Task objective:
All of the records are to be reproduced exactly.

==*==

PR #2183, opened 2018-02-15
If no thumbnail exists, check if resized version exist and use this

tobiasKaminsky:
This is useful if you have a very large image folder, scroll to a decent point and then immediately click on an image. While swiping the resized version is fetched.
If you then browse the file listing, the app would download the thumbnails, but now uses the resized images as source.

### DIFF
--- a/src/main/java/com/owncloud/android/datamodel/ThumbnailsCacheManager.java
+++ b/src/main/java/com/owncloud/android/datamodel/ThumbnailsCacheManager.java
@@ -536,10 +536,8 @@ public class ThumbnailsCacheManager {
                     if (resizedImage != null) {
                         thumbnail = ThumbnailUtils.extractThumbnail(resizedImage, pxW, pxH);
                     } else {
-                        //Download thumbnail from server
-                    OwnCloudVersion serverOCVersion = AccountUtils.getServerVersion(mAccount);
-                    if (mClient !=  null) {
-                        if (serverOCVersion.supportsRemoteThumbnails()) {
+                        // Download thumbnail from server
+                        if (mClient != null && AccountUtils.getServerVersion(mAccount).supportsRemoteThumbnails()) {
                             getMethod = null;
                             try {
                                 // thumbnail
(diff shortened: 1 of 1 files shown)


tobiasKaminsky:
@AndyScherzinger ping :-)

AndyScherzinger:
:+1: Nice solution/idea :)

src/main/java/com/owncloud/android/datamodel/ThumbnailsCacheManager.java
```diff
@@ -528,55 +528,62 @@ private Bitmap doThumbnailFromOCFileInBackground() {
...
-                                Log_OC.d(TAG, e.getMessage(), e);
-                            } finally {
-                                if (getMethod != null) {
-                                    getMethod.releaseConnection();
+                    if (resizedImage != null) {
+                        thumbnail = ThumbnailUtils.extractThumbnail(resizedImage, pxW, pxH);
+                    } else {
+                        // Download thumbnail from server
+                        OwnCloudVersion serverOCVersion = AccountUtils.getServerVersion(mAccount);
+                        if (mClient != null && serverOCVersion != null) {
```
mario: serverOCVersion cannot be null :P

src/main/java/com/owncloud/android/datamodel/ThumbnailsCacheManager.java
```diff
@@ -528,55 +528,62 @@ private Bitmap doThumbnailFromOCFileInBackground() {
...
+                            if (serverOCVersion.supportsRemoteThumbnails()) {
```
mario: please use AccountUtils.getServerVersion(mAccount).supportsRemoteThumbnails() where possible.

Also put if (mClient != null && AccountUtils.getServerVersion(mAccount).supportsRemoteThumbnails()) in the else above.

src/main/java/com/owncloud/android/datamodel/ThumbnailsCacheManager.java
tobiasKaminsky: #2211 is not yet merged and there it is already changed

src/main/java/com/owncloud/android/datamodel/ThumbnailsCacheManager.java
tobiasKaminsky: The first one is already done in #2211.
I'll wait until #2211 is merged, rebase this and the adjust the second one.

tobiasKaminsky:
@mario rebased & implemented your idea :

mario:
👍

AndyScherzinger:
@tobiasKaminsky all green except this _continuous-integration/drone/push_ check. This started within the last week or so I think. Any idea where this comes from?

MorrisJobke:
> @tobiasKaminsky all green except this continuous-integration/drone/push check. This started within the last week or so I think. Any idea where this comes from?

Yes - somebody configured it to be required (and thus GitHub automatically adds it (you can see this by the missing details link - this link gets added once the service actually says, that it received the check). As push checks are not executed by default by drone it is not filled and therefore missing ;)

bildschirmfoto 2018-03-20 um 07 56 19

tobiasKaminsky:
Thanks @MorrisJobke for your help, I changed the settings back to the previous one
- only PR
- no github pull request review is requried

==*==

Task result:
PR #2183, opened 2018-02-15
If no thumbnail exists, check if resized version exist and use this

tobiasKaminsky:
This is useful if you have a very large image folder, scroll to a decent point and then immediately click on an image. While swiping the resized version is fetched.
If you then browse the file listing, the app would download the thumbnails, but now uses the resized images as source.

### DIFF
--- a/src/main/java/com/owncloud/android/datamodel/ThumbnailsCacheManager.java
+++ b/src/main/java/com/owncloud/android/datamodel/ThumbnailsCacheManager.java
@@ -536,10 +536,8 @@ public class ThumbnailsCacheManager {
                     if (resizedImage != null) {
                         thumbnail = ThumbnailUtils.extractThumbnail(resizedImage, pxW, pxH);
                     } else {
-                        //Download thumbnail from server
-                    OwnCloudVersion serverOCVersion = AccountUtils.getServerVersion(mAccount);
-                    if (mClient !=  null) {
-                        if (serverOCVersion.supportsRemoteThumbnails()) {
+                        // Download thumbnail from server
+                        if (mClient != null && AccountUtils.getServerVersion(mAccount).supportsRemoteThumbnails()) {
                             getMethod = null;
                             try {
                                 // thumbnail
(diff shortened: 1 of 1 files shown)


tobiasKaminsky:
@AndyScherzinger ping :-)

AndyScherzinger:
:+1: Nice solution/idea :)

src/main/java/com/owncloud/android/datamodel/ThumbnailsCacheManager.java
```diff
@@ -528,55 +528,62 @@ private Bitmap doThumbnailFromOCFileInBackground() {
...
-                                Log_OC.d(TAG, e.getMessage(), e);
-                            } finally {
-                                if (getMethod != null) {
-                                    getMethod.releaseConnection();
+                    if (resizedImage != null) {
+                        thumbnail = ThumbnailUtils.extractThumbnail(resizedImage, pxW, pxH);
+                    } else {
+                        // Download thumbnail from server
+                        OwnCloudVersion serverOCVersion = AccountUtils.getServerVersion(mAccount);
+                        if (mClient != null && serverOCVersion != null) {
```
mario: serverOCVersion cannot be null :P

src/main/java/com/owncloud/android/datamodel/ThumbnailsCacheManager.java
```diff
@@ -528,55 +528,62 @@ private Bitmap doThumbnailFromOCFileInBackground() {
...
+                            if (serverOCVersion.supportsRemoteThumbnails()) {
```
mario: please use AccountUtils.getServerVersion(mAccount).supportsRemoteThumbnails() where possible.

Also put if (mClient != null && AccountUtils.getServerVersion(mAccount).supportsRemoteThumbnails()) in the else above.

src/main/java/com/owncloud/android/datamodel/ThumbnailsCacheManager.java
tobiasKaminsky: #2211 is not yet merged and there it is already changed

src/main/java/com/owncloud/android/datamodel/ThumbnailsCacheManager.java
tobiasKaminsky: The first one is already done in #2211.
I'll wait until #2211 is merged, rebase this and the adjust the second one.

tobiasKaminsky:
@mario rebased & implemented your idea :

mario:
👍

AndyScherzinger:
@tobiasKaminsky all green except this _continuous-integration/drone/push_ check. This started within the last week or so I think. Any idea where this comes from?

MorrisJobke:
> @tobiasKaminsky all green except this continuous-integration/drone/push check. This started within the last week or so I think. Any idea where this comes from?

Yes - somebody configured it to be required (and thus GitHub automatically adds it (you can see this by the missing details link - this link gets added once the service actually says, that it received the check). As push checks are not executed by default by drone it is not filled and therefore missing ;)

bildschirmfoto 2018-03-20 um 07 56 19

tobiasKaminsky:
Thanks @MorrisJobke for your help, I changed the settings back to the previous one
- only PR
- no github pull request review is requried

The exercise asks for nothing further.